Zelfs pure wetenschappelijke ontdekking is een agressieve, penetrerende handeling. Het kost grote apparatuur en het verandert daarna letterlijk de wereld. Deeltjesversnellers litteren het land en laten radioactieve bijproducten achter. Astronauten laten afval op de maan achter. Er is altijd enig bewijs dat wetenschappers er waren, die hun ontdekkingen deden. Ontdekking is altijd een verkrachting van de natuurlijke wereld. Altijd.

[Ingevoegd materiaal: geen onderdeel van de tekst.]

PR #2230, opened 2024-01-29
DJC hotfix's fix pr of the fix pr's fix pr

jaccob101:
sorry (forces dj aerials to inherit the movement arc before allowing cancels)
accidentally undid it oops
[peachassets-1.zip](https://github.com/HDR-Development/HewDraw-Remix/files/14107610/peachassets-1.zip)
fixes (from first impl):
-unnecessary hitstop check during exec
-delaying check until frame 2 of aerial
-peach dj frames (changed bc i failed to realise the above issue)
note for what this does exactly:
-force djc to experience at least 1f of dj arc
-checks for cancel AFTER 2nd motion is added
-it doesn't run the check during hitstop

this combined makes it perform more accurately, but still loses more height with tapjump. no issues were noticed on other characters but could be limited to only ness/lucas if they arise


WuBoytH:
"Who are you?"
"I'm you."
"No, I'm me!"
"I'm me, he says."

PR #2231, opened 2024-01-29
Sakurai angle Melee behavior

jobrien97:
Changes the behavior of the **grounded** Sakurai angle to match Melee, where below 32 units of knockback, your launch angle is 0, while above 32.1 units of knockback, your launch angle is 44.

Differences between games' behavior shown here (HDR currently uses Ultimate's behavior):

image


WuBoytH:
Not being considered at this time.

PR #2249, opened 2024-02-07
Fox Shine Adjustment

WuBoytH:
Made exclusively because Jut asked me to.

# Changelog

### Down Special
- [-] Removes Electric property
- [-] Reduces hitstun by 5 when hitting grounded opponents with the ground version


TeamPearson:
Re added falcos electric properties and reduced fox shine hitstun by 3 frames to match melees values

TeamPearson:
wolfs shine gives much less stun than p+ so I have also reverted the removal of electric attribute for him as well

PR #2250, opened 2024-02-08
WuBoy Misc 2

WuBoytH:
# Changelog

### Side Special - Dancing Blade
- [*] Fixed a bug where ground Side B 1 didn't have a hitbox

### Up Air
- [*] Fixed rumble

### Neutral Special - Homing Attack/Blast Attack
- [*] Fixed an oversight where its FAF was 7 frames earlier than intended.

### Neutral Special - Mega Buster
- [*] Fixed an issue introduced in the previous WuBoy Misc PR that causes Mega Man to have a particularly long jump squat during Mega Buster.

### Side Special - Metal Blade
- [*] Fixed an issue that causes Metal Blade to not despawn when getting hit while throwing it, making it unusable for the rest of the stock.


CrossSockDance:
Would it be too out of scope to request down angled Alolan Whip becoming a grab instead of a hitgrab?

WuBoytH:
> Would it be too out of scope to request down angled Alolan Whip becoming a grab instead of a hitgrab?

Very.

PR #2251, opened 2024-02-08
Mario/Doc ftilt animation adjustment

robertyur:
[mariosassets.zip](https://github.com/HDR-Development/HewDraw-Remix/files/14203084/mariosassets.zip)
Makes it so both Marios no longer appear to be floating when doing any variant of ftilt by a ledge. This slightly reduces their range.

_Before:_

_After:_

_Before:_

_After:_

_Before:_

_After:_


WuBoytH:
Not being considered at this time (he's basicaly gameing jesus let him float)

PR #6, opened 2021-10-12
Dev/spl

alexjhawk:


alexjhawk:
I double-checked the open-source Java String class, and I was wrong in thinking I had adapted our method from that. Thus, I've simply performed an in-place modification of the existing split() method since it would not cause any divergence from a parent source.

PR #16, opened 2022-02-03
Dev/1.6.0

it-hms:
check for file circularized error and exception 
Historical fifo max get behind time enforced 
historical fifo max get behind is settable by library user
moved from file based history EBD to stream based

### DIFF
--- a/CHANGELOG.md
+++ b/CHANGELOG.md
@@ -1,5 +1,19 @@
 # Ewon Flexy Extensions Library Changelog
 
+## Version 1.6.0
+### Features
+- Added new method setQueueFifoTimeSpanMins
+- Add maximum duration that historical fifo can get behind (48 hours)
+- Make maximum duration configurable by library user 
+- Changed historical log read to stream from file based 
+- Add check and exception fo circularized file errors
+- Add function for library user to advance historical tracking time
+- Add eventfile module for reading the Flexy event file
+- Add alarm configuration to tag information objects
+### Bug Fixes
+- Fix bug where historical data log overwritten by is circularized file
+- Add missing Javadocs parameters
+
 ## Version 1.5.0
 ### Features
 - Add milliseconds to days, hours, minutes, seconds utility method
--- a/src/main/java/com/hms_networks/americas/sc/extensions/config/ConfigFileAccessManager.java
+++ b/src/main/java/com/hms_networks/americas/sc/extensions/config/ConfigFileAccessManager.java
@@ -4,7 +4,6 @@ import com.hms_networks.americas.sc.extensions.fileutils.FileAccessManager;
 import com.hms_networks.americas.sc.extensions.json.JSONException;
 import com.hms_networks.americas.sc.extensions.json.JSONObject;
 import com.hms_networks.americas.sc.extensions.json.JSONTokener;
-
 import java.io.IOException;
 
 /**
--- a/src/main/java/com/hms_networks/americas/sc/extensions/eventfile/EventFile.java
+++ b/src/main/java/com/hms_networks/americas/sc/extensions/eventfile/EventFile.java
@@ -1,0 +1,119 @@
+package com.hms_networks.americas.sc.extensions.eventfile;
+
+import com.ewon.ewonitf.Exporter;
+import com.hms_networks.americas.sc.extensions.historicaldata.EbdTimeoutException;
+import com.hms_networks.americas.sc.extensions.historicaldata.HistoricalDataManager;
+import com.hms_networks.americas.sc.extensions.json.JSONException;
+import com.hms_networks.americas.sc.extensions.string.QuoteSafeStringTokenizer;
+import com.hms_networks.americas.sc.extensions.string.StringUtils;
+import java.io.IOException;
+import java.util.List;
+
+/**
+ * Class to manage retrieving events using export block descriptors.
+ *
+ * @author HMS Networks, MU Americas Solution Center
+ * @since 1.6.0
+ */
+public class EventFile {
+  /**
+   * Read EventFile, check for File Circularized event
+   *
+   * @return boolean - did a File Circularized event occur in the recent past
+   * @throws EbdTimeoutException for timeout in EBD read
+   * @throws IOException for errors in parsing response
+   * @throws JSONException for error parsing JSON
+   */
+  public static boolean didFileCircularizedEventOccur()
+      throws IOException, JSONException, EbdTimeoutException {
+    return eventDidOccurInDurationMins(
+        EventFileConstants.DEFAULT_DURATION_MINS, EventFileConstants.FILE_CIRCULARIZED_EVENT_ID);
+  }
+
+  /**
+   * Read EventFile, check for event
+   *
+   * @param eventId event id to look for
+   * @return boolean - did the event occur in the time frame
+   * @throws EbdTimeoutException for timeout in EBD read
+   * @throws IOException for errors in parsing response
+   * @throws JSONException for error parsing JSON
+   */
+  public static boolean eventDidOccur(int eventId)
+      throws IOException, EbdTimeoutException, JSONException {
+    return eventDidOccurInDurationMins(EventFileConstants.DEFAULT_DURATION_MINS, eventId);
+  }
+
+  /**
+   * Read EventFile, check for event
+   *
+   * @param mins duration in minuets to check for event id
+   * @param eventId event id to look for
+   * @return boolean - did the event occur in the time frame
+   * @throws IOException for errors in parsing response
+   * @throws JSONException for error parsing JSON
+   * @throws EbdTimeoutException for Export Block Descriptor timeouts
+   */
+  public static boolean eventDidOccurInDurationMins(int mins, int eventId)
+      throws IOException, JSONException, EbdTimeoutException {
+
+    if (mins < EventFileConstants.MIN_DURATION_MINS
+        || mins > EventFileConstants.MAX_DURATION_MINS) {
+      throw new IllegalArgumentException(
+          "The parameter passed must be greater than "
+              + EventFileConstants.MIN_DURATION_MINS
+              + ", but less than "
+              + EventFileConstants.MAX_DURATION_MINS
+              + ".");
+    }
+
+    String ebdStr = "$dtEV$ftT$st_m" + Integer.toString(mins);
+    Exporter ex = HistoricalDataManager.executeEbdCall(ebdStr);
+    return parseEventFileExportResponse(ex, Long.toString(eventId));
+  }
+
+  /**
+   * Parses Export Block Descriptor Event Log response, checks for event
+   *
+   * @param exporter EBD Exporter
+   * @param eventId ID of the target event as a string
+   * @return was event ID found
+   * @throws IOException for parsing exceptions
+   * @throws JSONException for JSON parsing exceptions
+   */
+  private static boolean parseEventFileExportResponse(Exporter exporter, String eventId)
+      throws IOException, JSONException {
+    final String exporterFile = StringUtils.getStringFromInputStream(exporter, "UTF-8");
+    final List eventFileLines = StringUtils.split(exporterFile, "\n");
+
+    exporter.close();
+    for (int x = 1; x < eventFileLines.size(); x++) {
+      String line = (String) eventFileLines.get(x);
+      if (checkEventFileLine(line.trim(), eventId) == true) {
+        return true;
+      }
+    }
+    return false;
+  }
+
+  /**
+   * Parse the specified Event file line, return true if id was found.
+   *
+   * @param line line to parse
+   * @param target to check
+   * @return boolean was id found
+   */
+  private static boolean checkEventFileLine(String line, String target) {
+    // Create tokenizer to process line
+    final boolean returnDelimiters = false;
+    QuoteSafeStringTokenizer tokenizer = new QuoteSafeStringTokenizer(line, ";", returnDelimiters);
+
+    // Loop through each token
+    String currentToken = "";
+    while (tokenizer.hasMoreElements()) {
+      // Get next token
+      currentToken = tokenizer.nextToken();
+    }
+    return currentToken.equals(target);
+  }
+}
--- a/src/main/java/com/hms_networks/americas/sc/extensions/historicaldata/CircularizedFileException.java
+++ b/src/main/java/com/hms_networks/americas/sc/extensions/historicaldata/CircularizedFileException.java
@@ -1,0 +1,13 @@
+package com.hms_networks.americas.sc.extensions.historicaldata;
+
+/**
+ * Class for Circularized File Exception.
+ *
+ * @author HMS Networks, MU Americas Solution Center
+ * @since 1.6.0
+ */
+public class CircularizedFileException extends Exception {
+  public CircularizedFileException(String errorMessage) {
+    super(errorMessage);
+  }
+}
--- a/src/main/java/com/hms_networks/americas/sc/extensions/historicaldata/HistoricalDataConstants.java
+++ b/src/main/java/com/hms_networks/americas/sc/extensions/historicaldata/HistoricalDataConstants.java
@@ -52,4 +52,7 @@ class HistoricalDataConstants {
 
   /** Name of historical data queue time tracker file 2. */
   static final String QUEUE_TIME_FILE_2_NAME = "histDataTime2";
+
+  /** Minimum amount of Historical FIFO queue that can be set by library users. */
+  static final long MIN_QUEUE_SPAN_MINS = 1;
 }
--- a/src/main/java/com/hms_networks/americas/sc/extensions/historicaldata/HistoricalDataConstants.java
+++ b/src/main/java/com/hms_networks/americas/sc/extensions/historicaldata/HistoricalDataConstants.java
@@ -60,4 +60,10 @@ class HistoricalDataConstants {
 
   /** Default maximum amount of time Historical FIFO can get behind. */
   static final long MAX_HIST_FIFO_GET_BEHIND_MS = SCTimeUnit.HOURS.toMillis(12);
+
+  /** Default thread sleep time waiting for EBD in ms. */
+  static final int DEFAULT_EBD_THREAD_SLEEP_MS = 5;
+
+  /** Maximum amount of time that EBD call should wait in milliseconds before timing out. */
+  static final long MAX_EBD_WAIT_MS = 15000;
 }
--- a/src/main/java/com/hms_networks/americas/sc/extensions/historicaldata/HistoricalDataConstants.java
+++ b/src/main/java/com/hms_networks/americas/sc/extensions/historicaldata/HistoricalDataConstants.java
@@ -1,5 +1,7 @@
 package com.hms_networks.americas.sc.extensions.historicaldata;
 
+import com.hms_networks.americas.sc.extensions.system.time.SCTimeUnit;
+
 /**
  * Class for storing constants used in the queueing package.
  *
@@ -55,4 +57,7 @@ class HistoricalDataConstants {
 
   /** Minimum amount of Historical FIFO queue that can be set by library users. */
   static final long MIN_QUEUE_SPAN_MINS = 1;
+
+  /** Default maximum amount of time Historical FIFO can get behind. */
+  static final long MAX_HIST_FIFO_GET_BEHIND_MS = SCTimeUnit.HOURS.toMillis(12);
 }
--- a/src/main/java/com/hms_networks/americas/sc/extensions/historicaldata/HistoricalDataManager.java
+++ b/src/main/java/com/hms_networks/americas/sc/extensions/historicaldata/HistoricalDataManager.java
@@ -9,6 +9,7 @@ import com.hms_networks.americas.sc.extensions.datapoint.DataPointInteger;
 import com.hms_networks.americas.sc.extensions.datapoint.DataPointIntegerMappedString;
 import com.hms_networks.americas.sc.extensions.datapoint.DataPointString;
 import com.hms_networks.americas.sc.extensions.datapoint.DataQuality;
+import com.hms_networks.americas.sc.extensions.eventfile.EventFile;
 import com.hms_networks.americas.sc.extensions.fileutils.FileConstants;
 import com.hms_networks.americas.sc.extensions.json.JSONException;
 import com.hms_networks.americas.sc.extensions.string.QuoteSafeStringTokenizer;
@@ -135,9 +136,11 @@ public class HistoricalDataManager {
    * @return dataPoints
    * @throws IOException for parsing Exceptions
    * @throws JSONException for JSON parsing Exceptions
+   * @throws EbdTimeoutException timeout for reading event file
+   * @throws CircularizedFileException when event log indicates circularized event
    */
   private static ArrayList parseEBDHistoricalLogExportResponse(Exporter exporter)
-      throws IOException, JSONException {
+      throws IOException, JSONException, EbdTimeoutException, CircularizedFileException {
 
     final String exporterFile = StringUtils.getStringFromInputStream(exporter, "UTF-8");
     final List eventFileLines = StringUtils.split(exporterFile, "\n");
@@ -151,6 +154,11 @@ public class HistoricalDataManager {
     }
 
     exporter.close();
+
+    // Check for Circularized Event
+    if (EventFile.didFileCircularizedEventOccur()) {
+      throw new CircularizedFileException("A circularized event was found in the event logs.");
+    }
     return dataPoints;
   }
 
@@ -201,6 +209,7 @@ public class HistoricalDataManager {
    * @throws IOException if export block descriptor fails
    * @throws JSONException if unable to parse int to string enumeration file
    * @throws EbdTimeoutException for EBD timeout
+   * @throws CircularizedFileException if circularized file event is found
    */
   public static ArrayList readHistoricalFifo(
       String startTime,
@@ -210,7 +219,7 @@ public class HistoricalDataManager {
       boolean includeTagGroupC,
       boolean includeTagGroupD,
       boolean stringHistorical)
-      throws IOException, JSONException, EbdTimeoutException {
+      throws IOException, JSONException, EbdTimeoutException, CircularizedFileException {
 
     // create EBD string
     final String ebdStr =
--- a/src/main/java/com/hms_networks/americas/sc/extensions/historicaldata/HistoricalDataManager.java
+++ b/src/main/java/com/hms_networks/americas/sc/extensions/historicaldata/HistoricalDataManager.java
@@ -346,6 +346,8 @@ public class HistoricalDataManager {
       // Read next line before looping again
       line = reader.readLine();
     }
+    reader.close();
+
     return dataPoints;
   }
 
--- a/src/main/java/com/hms_networks/americas/sc/extensions/historicaldata/HistoricalDataManager.java
+++ b/src/main/java/com/hms_networks/americas/sc/extensions/historicaldata/HistoricalDataManager.java
@@ -1,7 +1,6 @@
 package com.hms_networks.americas.sc.extensions.historicaldata;
 
 import com.ewon.ewonitf.Exporter;
-
 import com.hms_networks.americas.sc.extensions.datapoint.DataPoint;
 import com.hms_networks.americas.sc.extensions.datapoint.DataPointBoolean;
 import com.hms_networks.americas.sc.extensions.datapoint.DataPointDword;
--- a/src/main/java/com/hms_networks/americas/sc/extensions/historicaldata/HistoricalDataManager.java
+++ b/src/main/java/com/hms_networks/americas/sc/extensions/historicaldata/HistoricalDataManager.java
@@ -12,6 +12,7 @@ import com.hms_networks.americas.sc.extensions.datapoint.DataQuality;
 import com.hms_networks.americas.sc.extensions.fileutils.FileConstants;
 import com.hms_networks.americas.sc.extensions.json.JSONException;
 import com.hms_networks.americas.sc.extensions.string.QuoteSafeStringTokenizer;
+import com.hms_networks.americas.sc.extensions.string.StringUtils;
 import com.hms_networks.americas.sc.extensions.taginfo.TagInfo;
 import com.hms_networks.americas.sc.extensions.taginfo.TagInfoEnumeratedIntToString;
 import com.hms_networks.americas.sc.extensions.taginfo.TagInfoManager;
@@ -20,6 +21,7 @@ import java.io.BufferedReader;
 import java.io.FileReader;
 import java.io.IOException;
 import java.util.ArrayList;
+import java.util.List;
 
 /**
  * Class to manage retrieving tag information and historical logs using export block descriptors.
@@ -55,6 +57,175 @@ public class HistoricalDataManager {
         includeTagGroupC,
         includeTagGroupD,
         stringHistorical);
+  }
+
+  /**
+   * Prepare Read Historical Log Export Block Descriptor (EBD) string.
+   *
+   * @param startTime start time of export
+   * @param endTime end time of export
+   * @param includeTagGroupA include tag group A
+   * @param includeTagGroupB include tag group B
+   * @param includeTagGroupC include tag group C
+   * @param includeTagGroupD include tag group D
+   * @param stringHistorical export string historical logs if true
+   * @return EBD string
+   */
+  private static String prepareHistoricalFifoReadEBDString(
+      String startTime,
+      String endTime,
+      boolean includeTagGroupA,
+      boolean includeTagGroupB,
+      boolean includeTagGroupC,
+      boolean includeTagGroupD,
+      boolean stringHistorical) {
+
+    // Check for valid group selection
+    if (!includeTagGroupA && !includeTagGroupB && !includeTagGroupC && !includeTagGroupD) {
+      throw new IllegalArgumentException(
+          "Cannot generate historical logs with no tag groups selected.");
+    }
+
+    // Build string of tag groups for filter type
+    String tagGroupFilterStr = "";
+    if (includeTagGroupA) {
+      tagGroupFilterStr += "A";
+    }
+    if (includeTagGroupB) {
+      tagGroupFilterStr += "B";
+    }
+    if (includeTagGroupC) {
+      tagGroupFilterStr += "C";
+    }
+    if (includeTagGroupD) {
+      tagGroupFilterStr += "D";
+    }
+
+    // Get EBD data type
+    String ebdDataType;
+    if (stringHistorical) {
+      ebdDataType = "HS";
+    } else {
+      ebdDataType = "HL";
+    }
+
+    /*
+     * Build EBD string with parameters
+     * dt[ebdDataType]: data type, value specified in string ebdDataType
+     * ftT: file type, text
+     * startTime: start time for data
+     * endTime: end time for data
+     * flABCD: filter type, specified tag groups
+     */
+    return "$dt"
+        + ebdDataType
+        + "$ftT$st"
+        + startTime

(Even pure scientific discovery is an aggressive, penetrative act. It takes big equipment, and it literally changes the world afterward. Particle accelerators scar the land, and leave radioactive byproducts. Astronauts leave trash on the moon. There is always some proof that scientists were there, making their discoveries. Discovery is always a rape of the natural world. Always.)
In het "Jurassic Park" van Michael Crichton wordt een dwingend argument gedaan over de agressieve aard van wetenschappelijke ontdekking. De auteur suggereert dat de zoektocht naar kennis niet alleen belangrijke middelen en technologie vereist, zoals deeltjesversnellers, maar het verandert ook de omgeving op diepgaande manieren. De overblijfselen van wetenschappelijke inspanningen, zoals radioactief afval en nest achtergelaten in de ruimte, dienen als bewijs dat deze verkenningen met een kosten voor de natuurlijke wereld komen.
Dit perspectief omlijst wetenschappelijke verkenning als een verstorende kracht, wat impliceert dat het nastreven van ontdekking vaak leidt tot een vorm van aantasting van het milieu. Crichton gebruikt sterke beelden om over te brengen dat elke vooruitgang of bevinding een teken van verstoring met zich meebrengt en het vergelijkt met een agressieve daad tegen de natuur. Uiteindelijk leidt de tekst aan om reflectie op de ethische implicaties van onze zoektocht naar kennis en de daarmee gepaard gaande verantwoordelijkheden te reflecteren.